**Listed entries:**
PR #1354, opened 2017-08-28
Redirect preview links to the new REPL

bvaughn:
Follow-up from [this comment](https://github.com/babel/website/pull/1348#issuecomment-325497275).

~~Going to wait and try this out on Netlify to see if it works~~ Seems to work okay on Netlify 😁

### DIFF
--- a/_redirects
+++ b/_redirects
@@ -3,9 +3,9 @@ layout: null
 ---
 
 # REPL builds, to preview pull requests
-/repl/build/:build /7/ 200
+/repl/build/:build /repl/ 200
 # Previous versions of the REPL
-/repl/version/:version /7/ 200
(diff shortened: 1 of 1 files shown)


Daniel15:
Tested with a recent PR and it seems to work well! https://babeljs.io/repl/build/4713/. Tested a version link, and that works well too: https://babeljs.io/repl/version/6.18.1/

Only thing I noticed is for the PR links is that probably the most important part of the version number (the pull request number) is truncated:


I guess that will be fixed when we remove the "classic REPL" link.

bvaughn:
Yup. The truncation should go away after the classic link is removed. In
the meantime, hover over it for a tooltip or double click to select the
full version text.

**Work instruction:** Check each line of the listing above. Copy the ones with the word "works".

**Problem solution:**
~~Going to wait and try this out on Netlify to see if it works~~ Seems to work okay on Netlify 😁
Tested with a recent PR and it seems to work well! https://babeljs.io/repl/build/4713/. Tested a version link, and that works well too: https://babeljs.io/repl/version/6.18.1/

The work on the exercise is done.